Why would that group have been exempted? Why would preferential treatment have been given to a set of people who had been on benefits for 17 years? When we have put protection in place, we have sought easement for four sets of people. Foster carers are eligible for an additional bedroom. Parents who have adult children in the armed forces who usually live with them and who could be away deployed on operations but come back to their room would be exempted. Disabled claimants or their partners who require a visiting overnight carer are eligible for an extra room. Severely disabled children who would ordinarily be expected to share a room but who could not would be exempted. We have therefore set out who would require easement. That should not be provided, through some loophole, for people who were never meant to be exempted. It was never intended that people who had been on benefits for 17 years should be exempted.
The Minister has used the words “misguided” and “loophole”. She told me in answer to a parliamentary question in January that
“we estimate the numbers affected are likely to be fewer than 5,000”.—[Official Report, 14 January 2014; Vol. 573, c. 522W.]
In Rotherham and Barnsley, however, one in 14 of all housing benefit claimants has been wrongly hit by the bedroom tax. That suggests that there are nearly 50,000 such claimants across the country. Will she now admit that Ministers have massively underestimated the numbers who have been hit and massively underplayed the difficulties and distress that have been caused?

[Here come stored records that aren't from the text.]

PR #232, opened 2016-06-17
CORE-7727, CORE-7728: metadata template blank/template CSV and guide CSV endpoints

ianmcorvidae:
This adds four endpoints between metadata and terrain:

# Metadata

* `/templates/:template-id/blank-csv`: blank CSV file suitable for filling out and using for bulk upload
* `/templates:template-id/guide-csv`: guide to fields in the template, in CSV form

# Terrain

* `/secured/filesystem/metadata/template/:template-id/blank-csv` passing to the metadata blank-csv endpoint
* `/secured/filesystem/metadata/template/:template-id/guide-csv` passing to the metadata guide-csv endpoint

The metadata endpoints accept an `attachment` query parameter, which if set to false (default true) will exclude the "attachment" bit from the content-disposition, which makes it easier to see the output in swagger docs.

There's a corresponding gh-pages-metadata-template-csv branch documenting the terrain changes.

### DIFF
--- a/services/metadata/src/metadata/routes/domain/template.clj
+++ b/services/metadata/src/metadata/routes/domain/template.clj
@@ -1,5 +1,5 @@
 (ns metadata.routes.domain.template
-  (:use [common-swagger-api.schema :only [describe]])
+  (:use [common-swagger-api.schema :only [describe StandardUserQueryParams]])
   (:require [schema.core :as s]
             [metadata.persistence.templates :as tp])
   (:import [java.util Date UUID]))
@@ -105,3 +105,8 @@
 
    :name
    (describe String "The metadata template name")})
+
+(s/defschema CSVDownloadQueryParams
+  (assoc StandardUserQueryParams
+    (s/optional-key :attachment)
+    (describe Boolean "Download file contents as attachment. Default true.")))
--- a/services/metadata/src/metadata/routes/templates.clj
+++ b/services/metadata/src/metadata/routes/templates.clj
@@ -5,6 +5,14 @@
         [ring.util.http-response :only [ok]])
   (:require [metadata.services.templates :as templates]))
 
+(defn- csv-download-resp
+  [attachment filename body]
+  (let [attachment? (or (nil? attachment) attachment)
+        disposition (str (if attachment? "attachment; " "") "filename=\"" filename "\"")]
+    (assoc (ok body)
+           :headers {"Content-Type" "text/csv; charset=utf-8"
+                     "Content-Disposition" disposition})))
+
 (defroutes* templates
   (context* "/templates" []
     :tags ["template-info"]
@@ -38,13 +46,13 @@
         :query [{:keys [attachment]} CSVDownloadQueryParams]
         :summary "Get a blank CSV template file for a metadata template."
         :description "This endpoint returns a CSV file suitable for a specific template, ready to be filled in with specific values. It's intended to be downloaded to be filled out by the user, then reuploaded for use with the bulk metadata endpoints."
-        (templates/csv-download-resp attachment "metadata.csv" (templates/view-template-csv template-id)))
+        (csv-download-resp attachment "metadata.csv" (templates/view-template-csv template-id)))
 
       (GET* "/guide-csv" []
         :query [{:keys [attachment]} CSVDownloadQueryParams]
         :summary "Get a CSV guide file for a metadata template."
         :description "This endpoint returns a CSV file providing a guide for a specific template. It's intended to be downloaded to be used as a reference while filling out a file from the blank-csv endpoint for the same template."
-        (templates/csv-download-resp attachment "guide.csv" (templates/view-template-guide template-id))))))
+        (csv-download-resp attachment "guide.csv" (templates/view-template-guide template-id))))))
 
 (defroutes* admin-templates
   (context* "/admin/templates" []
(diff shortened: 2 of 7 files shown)


services/metadata/src/metadata/routes/domain/template.clj
```diff
@@ -105,3 +105,8 @@
 
    :name
    (describe String "The metadata template name")})
+
+(s/defschema CSVDownloadQueryParams
+  (assoc StandardUserQueryParams
```
ianmcorvidae: This doesn't really require the user, so I wouldn't be opposed to removing it. But, it's nice for logs to know who requested something, so I kept it in for that reason.

services/metadata/src/metadata/routes/templates.clj
```diff
@@ -24,13 +24,27 @@
...
+        :return MetadataTemplate
+        :summary "View a Metadata Template"
+        :description "This endpoint returns the details of a single metadata template."
+        (ok (templates/view-template template-id)))
+
+      (GET* "/blank-csv" []
+        :query [{:keys [attachment]} CSVDownloadQueryParams]
+        :summary "Get a blank CSV template file for a metadata template."
+        :description "This endpoint returns a CSV file suitable for a specific template, ready to be filled in with specific values. It's intended to be downloaded to be filled out by the user, then reuploaded for use with the bulk metadata endpoints."
+        (templates/csv-download-resp attachment "metadata.csv" (templates/view-template-csv template-id)))
```
ianmcorvidae: this filename, and the other, are generic like this because we don't really sanitize the template names at all so I didn't want to use them, and the UUIDs are pretty much internal/meaningless to a user. if it should be a requirement that the suggested download filename include the name of the template, we could look into filename sanitization. The user can, of course, override this name anyway.

services/metadata/src/metadata/util/csv.clj
```diff
@@ -0,0 +1,8 @@
+(ns metadata.util.csv
+  (:require [clojure.data.csv :as csv]))
```
ianmcorvidae: I used clojure.data.csv rather than opencsv because it made more human-friendly CSV files -- quoting only when necessary, not for every field. Its interface is also nicer since it's clojure and not java.

services/metadata/src/metadata/routes/domain/template.clj
psarando: Yep, we've been keeping the user parameter on pretty much all of our endpoints, even if only for this reason.

services/metadata/src/metadata/routes/templates.clj
```diff
@@ -24,13 +24,27 @@
...
+        :query [params StandardUserQueryParams]
+        :return MetadataTemplate
+        :summary "View a Metadata Template"
+        :description "This endpoint returns the details of a single metadata template."
+        (ok (templates/view-template template-id)))
+
+      (GET* "/blank-csv" []
+        :query [{:keys [attachment]} CSVDownloadQueryParams]
+        :summary "Get a blank CSV template file for a metadata template."
+        :description "This endpoint returns a CSV file suitable for a specific template, ready to be filled in with specific values. It's intended to be downloaded to be filled out by the user, then reuploaded for use with the bulk metadata endpoints."
```
psarando: Minor recommendations:
These docs could use line-breaks to help readability in the code.
I think the 2nd `to be` could be replaced with a comma: `intended to be downloaded to be filled out by the user, ...` -> `intended to be downloaded, filled out by the user, ...`

services/metadata/src/metadata/routes/templates.clj
```diff
@@ -24,13 +24,27 @@
...
+        (templates/csv-download-resp attachment "metadata.csv" (templates/view-template-csv template-id)))
+
+      (GET* "/guide-csv" []
+        :query [{:keys [attachment]} CSVDownloadQueryParams]
+        :summary "Get a CSV guide file for a metadata template."
+        :description "This endpoint returns a CSV file providing a guide for a specific template. It's intended to be downloaded to be used as a reference while filling out a file from the blank-csv endpoint for the same template."
```
psarando: `to be` or ~~to be~~?

services/metadata/src/metadata/services/templates.clj
```diff
@@ -14,6 +17,30 @@
...
+
+(defn view-template-guide
+  [template-id]
+  (csv/csv-string
+    (->> (view-template template-id)
+      :attributes
+      (map (juxt :name :description :required :type #(if (:values %) (string/join ", " (map :value (:values %))) "")))
+      (cons ["attribute name", "attribute description", "required (If you cannot provide,  enter 'not collected', 'not applicable' or 'missing'.)", "value type definition", "enum value options (you must enter one of these values)"]))))
+
+(defn csv-download-resp
```
psarando: Minor suggestion: I wonder if this function should be defined up at the `metadata.routes.templates` level. Then the `ok` function and the details of the HTTP response could be kept there?

psarando:
My minor suggestions shouldn't prevent this PR from being merged.
Looks good to me otherwise, so :shipit: when you feel it's ready.

services/metadata/src/metadata/services/templates.clj
ianmcorvidae: That might make some sense. Putting it here was mostly an artifact of initially thinking the filenames would include info from the template (the name) which I decided against, so I think moving it back to where `ok` is already imported would make more sense.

I thank the right hon. Gentleman for giving me the opportunity to answer that question. I looked into the freedom of information request and the numbers that had been obtained, and I was assured categorically that there was no way the Opposition’s figures could add up regarding claimants who were continuously on benefits while remaining in the same accommodation. When I spoke to various housing associations and local authorities, they were somewhat surprised, because they had given the numbers of people who might be affected and the numbers of cases they were still investigating, but the Opposition had added them together to try to multiply the numbers. When we answered the question on the numbers, the figure we gave at that time—5,000—was the best we could do. It is incorrect to say that the Opposition have those numbers; that is not the case.
I will indeed give way, to hear some more information sprung from nowhere. Go on!

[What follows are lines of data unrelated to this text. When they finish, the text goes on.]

PR #233, opened 2016-06-17
CORE-7717 Update ontology AVUs to add label AVU to hierarchy AVU

ash3rz:
These are the UI changes to complement CORE-7715 (PR #231)

### DIFF
--- a/ui/de-lib/src/main/java/org/iplantc/de/client/util/OntologyUtil.java
+++ b/ui/de-lib/src/main/java/org/iplantc/de/client/util/OntologyUtil.java
@@ -22,6 +22,8 @@ public class OntologyUtil {
 
     final String OPERATION_ATTR = "rdf:type";
     final String TOPIC_ATTR = "http://edamontology.org/has_topic";
+    final String LABEL_ATTR = "rdfs:label";
+    final String LABEL_UNIT = "value";
 
     final String UNCLASSIFIED_LABEL = "Unclassified";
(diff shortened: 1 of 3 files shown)


ui/de-lib/src/main/java/org/iplantc/de/client/util/OntologyUtil.java
```diff
@@ -69,7 +71,16 @@ public Avu convertHierarchyToAvu(OntologyHierarchy hierarchy) {
         Avu avu = avuFactory.getAvu().as();
         avu.setAttr(getAttr(hierarchy));
         avu.setValue(hierarchy.getIri());
-        avu.setUnit(hierarchy.getLabel());
+        avu.setUnit("");
```
ash3rz: It looked to me like Unit wasn't optional, so I'm passing an empty string here. Let me know if this needs to change.

psarando: That should be correct: the `Unit` should be required, even if it's an empty string.

psarando:
Looks good to me (pretty easy change too)! 👍 
#226 was just merged, which renamed `Avu.get/setAttr` to `get/setAttribute`, so you may want to rebase before merging this change, to ensure your changes are compatible.

ash3rz:
Good call - I'll rebase, fix any issues, and then close.  Thanks for the review!

PR #234, opened 2016-06-17
CORE-7642 and CORE-5906

ash3rz:
CORE-7642 - This fixes a bug where validations added to an App (in particular for Integer ranges, Decimal ranges, and Text regex/max char which all use liststores) were not saved in the App Editor window.  There were two issues. First issue was that sometimes the validators in App Editor were never actually saved.  The second issue was that when a user went to launch the app, there was logic preventing the saved validators from ever being applied.

CORE-5906 - The static IDs in this ticket have all been validated previously except for the checkboxes in the grid in the Collaborators dialog. My assumption was that setting the IDs after the dialog had been shown (show method) would be sufficient, but since the checkboxes are inside the grid you have to wait to set the IDs after the grid itself has been rendered (ViewReadyHandler).

### DIFF
--- a/ui/de-lib/src/main/java/org/iplantc/de/apps/integration/client/view/propertyEditors/widgets/ArgumentValidatorEditor.java
+++ b/ui/de-lib/src/main/java/org/iplantc/de/apps/integration/client/view/propertyEditors/widgets/ArgumentValidatorEditor.java
@@ -81,7 +81,7 @@ public class ArgumentValidatorEditor extends Composite implements ValueAwareEdit
             final AutoBean<ArgumentValidator> autoBean = AutoBeanUtils.getAutoBean(dlg.getArgumentValidator());
             autoBean.setTag(ArgumentValidator.TMP_ID_TAG, "tmpId-" + uniqueIdNum++);
             validators.getStore().add(autoBean.as());
-            ValueChangeEvent.fire(ArgumentValidatorEditor.this, validators.getStore().getAll());
+            ValueChangeEvent.fire(ArgumentValidatorEditor.this, getValidators());
         }
     }
 
@@ -317,7 +317,7 @@ public class ArgumentValidatorEditor extends Composite implements ValueAwareEdit
         for (ArgumentValidator av : selection) {
             validatorStore.remove(av);
         }
-        ValueChangeEvent.fire(this, selection);
+        ValueChangeEvent.fire(this, getValidators());
     }
 
     @UiHandler("edit")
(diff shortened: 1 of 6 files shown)


ui/de-lib/src/main/java/org/iplantc/de/apps/widgets/client/view/editors/arguments/converters/ArgumentEditorConverter.java
```diff
@@ -142,14 +142,11 @@ public void applyValidators(List<ArgumentValidator> validators, boolean isValida
...
-                    if ((field instanceof Field<?>) && (validator != null)) {
-                        @SuppressWarnings("unchecked")
-                        Validator<T> val = (Validator<T>)validator;
-                        ((Field<T>)field).addValidator(val);
-                    }
+                // Re-apply the actual validator
+                Object validator = autoBean.getTag(ArgumentValidator.VALIDATOR);
+                if ((field instanceof Field<?>) && (validator != null)) {
+                    @SuppressWarnings("unchecked") Validator<T> val = (Validator<T>)validator;
+                    ((Field<T>)field).addValidator(val);
```
psarando: Was this the "logic preventing the saved validators from ever being applied"?

ui/de-lib/src/main/java/org/iplantc/de/apps/integration/client/view/propertyEditors/widgets/ArgumentValidatorEditor.java
```diff
@@ -338,4 +338,10 @@ void onEditButtonSelected(@SuppressWarnings("unused") SelectEvent event) {
         dlg.show();
     }
 
+    List<ArgumentValidator> getValidators() {
+        List<ArgumentValidator> values = Lists.newArrayList();
+        values.addAll(validatorStore.getAll());
+        return values;
+    }
```
psarando: Was it necessary to copy the unmodifiable list of validators to the event because of this call above?
```java
model.setValidators(event.getValue());
```

ui/de-lib/src/main/java/org/iplantc/de/apps/widgets/client/view/editors/arguments/converters/ArgumentEditorConverter.java
ash3rz: Yes, just getting rid of the check for `isValidationDisabled` because it's always set to disabled prior to this method getting called and then re-enabled afterwards.  From what I could tell, we disabled validations prior to adding any validators otherwise as soon as the app was launched, every single field with validators would immediately have the red box around it instead of validating after input was entered.

ui/de-lib/src/main/java/org/iplantc/de/apps/integration/client/view/propertyEditors/widgets/ArgumentValidatorEditor.java
ash3rz: Yeah, it's specifically because I'm modifying the model.  If I leave it as an unmodifiable list, the next time the editor gets flushed, an error gets thrown because the ListStoreEditor will try to run
`model.clear();`
`model.addAll(store.getAll());`
and then error out.

psarando:
Looks good to me! :shipit:

ash3rz:

PR #236, opened 2016-06-20
CORE-7730 fix notification context click.

sri2k1us:
When user is logged in, after launching a job (or receive some form of notification), clicking on the notification did not open corresponding windows. This was result of websocket implementation code not setting up context after it receives a notification. Added logic to fix that issue.


ash3rz:
Looks straightforward to me :shipit:

PR #237, opened 2016-06-20
Core 7731Fix UI security bug where sensitive passwords and port numbers are exposed.

sri2k1us:


ui/de-lib/src/main/java/org/iplantc/de/shared/DEProperties.java
```diff
@@ -211,6 +213,27 @@ public static DEProperties getInstance() {
...
+        keys.add("org.iplantc.discoveryenvironment.muleServiceBaseUrl");
+        keys.add("org.iplantc.services.de-data-mgmt.base");
+        keys.add("org.iplantc.services.permIdRequests");
+        keys.add("org.iplantc.services.permIdRequests");
+        keys.add( "org.iplantc.services.admin.de-data-mgmt.base");
+        keys.add("org.iplantc.services.file-io.base.secured");
+        keys.add("org.iplantc.discoveryenvironment.notifications.poll-interval");
+        keys.add("org.iplantc.discoveryenvironment.contextMenu.enabled");
+        keys.add("org.iplantc.communitydata.path");
+        return keys;
```
ash3rz: Are these all the keys that the UI needs?  I thought the list was longer, like one for the Beta App Category id and one for trash I thought should be in here.

ash3rz:
If all the keys the UI needs are in the list, then this looks ready to me 🚢

ui/de-lib/src/main/java/org/iplantc/de/shared/DEProperties.java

No, this is not information sprung from nowhere; it is direct questions to local authorities under the freedom of information legislation. A classic instance of this is to be found in the Minister’s own backyard: there are 600 cases in the Wirral. If she does not know the numbers—which is effectively what she is saying—is she not simply seeking to change the law on the basis of cruelty?
I shall let that last comment pass, because it is completely inaccurate and should not be responded to. Let me give the House some of the answers to the FOI request. Local authorities did have some cases, but the number that they were still investigating was nearly double that amount. Those two amounts have been added together for the purpose of this argument, however, and that is not correct. It is factually misleading—[Interruption.] That example was from St Helens.
Local authorities said that the numbers had not yet been verified. Some of the figures given by the Opposition were 130% higher than the number already affected, and some of the people involved might be pensioners, who would not be affected by the measure. Such cases have not been thoroughly investigated because there had been a computer system change and those numbers were not available straight away; they would have had to be manually checked throughout the country.
I will carry on. More information has been handed out by the Opposition and, as always, they are not very good with their numbers—hence the problem that we now find ourselves with
. Why are we bringing forward this policy? We are looking at how to make the best use of social housing. We know that more than 400,000 people are living in overcrowded accommodation, and that 2 million people are on waiting lists. At the same time, there is overcapacity equating to approximately 1 million spare rooms in other houses. How do we deal with this? It is not an easy issue that we have been left with, and we are having to make difficult decisions in order to get it right. We know what we cannot do: we cannot have a housing bill that doubles over 10 years, and we cannot have more and more people on waiting lists and living in overcrowded accommodation.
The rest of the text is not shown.